Re: stress testing and loadavg

Adam McKee (amckee@poboxes.com)
Tue, 5 Aug 1997 11:42:20 -0600 (CST)


Hi all.

On Tue, 5 Aug 1997, Ingo Molnar wrote:

> > Well i just tested 2.0.30 with the QNX-style scheduler (1.05) and
> > found it to handle 50 looping bash-scripts, 1 gnuchess and a simple
> > X-Session (Server, xterm, fvwm2) and still reacting instantaneous to
> > input on another virtual terminal. The load was >56. Not bad for a
> > Pentium-100... I am now giving it a try on my old 4 MB 386 and my
> > 233MHz Multia, to see how much load they can handle... This time i will
> > use the program you posted.
> >
> > The adaptive scheduling of the new scheduler is really a neat feature.
>
> i dont think there is any justification to 'punish' a process, just
> because it does no system calls ... it might be a database server.

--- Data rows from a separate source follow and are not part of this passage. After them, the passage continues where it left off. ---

PR #495, opened 2019-01-23
Expose hangfire dashboard to public

NullVoxPopuli:
Currently always allows access.

I think I saw somewhere that we could do basic auth, but I lost that link -- anyway that might be an option if we don't want to integrate with our existing auth.  Big downside is that http auth is insecure, and we'd only have one username/password


chrisvire:
Please merge and deploy to dev

PR #504, opened 2019-01-24
Live Data Updates

NullVoxPopuli:


NullVoxPopuli:
blocked by: https://github.com/sillsdev/appbuilder-portal/pull/555

source/SIL.AppBuilder.Portal.Frontend/src/data/orbitjs-operations-support/serialize-to-api.ts
```diff
@@ -0,0 +1,187 @@
+import {
```
NullVoxPopuli: this stuff and all related stuff will (eventually) get pulled directly into orbit.js,

NullVoxPopuli:
Work on integrating a bunch of this into orbit is happening over here: https://github.com/orbitjs/orbit/pull/597

source/OptimaJet.DWKit.StarterApplication/BackendServicesExtension.cs
```diff
@@ -55,7 +56,7 @@ public static IServiceCollection AddApiServices(this IServiceCollection services
             services.AddScoped<IEntityRepository<Notification>, NotificationRepository>();
             services.AddScoped<IEntityRepository<Product,Guid>, ProductRepository>();
             services.AddScoped<IEntityRepository<OrganizationStore>, OrganizationStoreRepository>();
-
+            services.AddScoped(typeof(IUpdateService<Project, int>), typeof(ProjectService));
```
muchman: any reason this signature is different than the others?
```suggestion
            services.AddScoped<IUpdateService<Project, int>>, ProjectService>();
```

muchman: for my own ocd reasons I would just standardize all of these to one syntax

NullVoxPopuli: there isn't. probably got caught in using typeof with generics, and just didn't switch it back. thanks!

source/OptimaJet.DWKit.StarterApplication/EventDispatcher/EnitityEventHandler/BaseHookNotifier.cs
```diff
@@ -11,70 +21,186 @@
...
 
-            dynamic message = new ExpandoObject();
-            message.table = tableName;
-            message.id = id;
-            message.operation = operation;
 
-            var updateGroups = GetUpdateGroups(tableName, id);
-            var json = JsonConvert.SerializeObject(message);
-            SendStatusUpdateAsync(updateGroups, json).Wait();
+            dynamic idInEntityType; // Guid | int | string
```
muchman: personally I would use object instead of dynamic here.  I dont think you are gaining anything by using a dynamic since DbSet().Find() takes an object[] as its params.  dynamic will allow you do things that cause runtime errors, like access properties that dont exist.

source/SIL.AppBuilder.Portal.Backend.Tests/Acceptance/EventDispatcher/EntityHandler/ProjectHookHandlerTest.cs
```diff
@@ -72,62 +72,56 @@ public void Notify_Project_Insert()
         {
             BuildTestData();
 
-            var handler = _fixture.GetService<IEntityHookHandler<Project>>();
-            var hubContext = _fixture.GetService<IHubContext<ScriptoriaHub>>();
-            var mockScriptoriaHub = Mock.Get(hubContext);
-            mockScriptoriaHub.Reset();
+            var handler = _fixture.GetService<IEntityHookHandler<Project, int>>();
```
muchman: Not sure how helpful it would be, but this kind of pattern with the hubContext seems to be repeated a lot.  Maybe refactor this into some shared function?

It only matters if the system call causes the process to block. If a
process uses all of its timeslice without blocking it may be moved down a
run-queue. As soon as a process blocks its run-queue will be set equal to
its minimum run-queue. I hope people would realize that putting in system
calls just to get back to the minimum run-queue is a brain-damaged thing
to do. Of course, I'm sure compiler writers realize that optimizing for
specific benchmarks is a brain-damaged thing to do...

> if any heuristics are used, then it should be user-definable, just like
> now. I dont think we want to end up with complaints like this: 'hey our
> number-cruncher is getting so slow when the web server is running'. Or
> solutions will show up that do a fake system call every now and then, to
> 'pump up' the effective priority ...
>
> Every thread has it's right to it's full quantum, and the OS has to
> provide this. So i think adaptive scheduling is nice, but should not be at
> all the default scheduling policy.

As I point out in the README for the scheduler, you do need to rethink how
to re-nice tasks. If a machine's primary role is web-serving, put the
web-server on a lower-numbered run-queue... If you don't want your
number-cruncher getting demoted, you can (well, root can...) use
sys_setscheduler to get it to use the SCHED_RR policy instead of
SCHED_ADAPTIVE. The adaptive scheduling is a nice idea which usually
works well, but people should not get the idea that it takes away the need
to manually re-nice tasks. In fact, there's even *more* need/benefit to
manual re-nicing with this scheduler.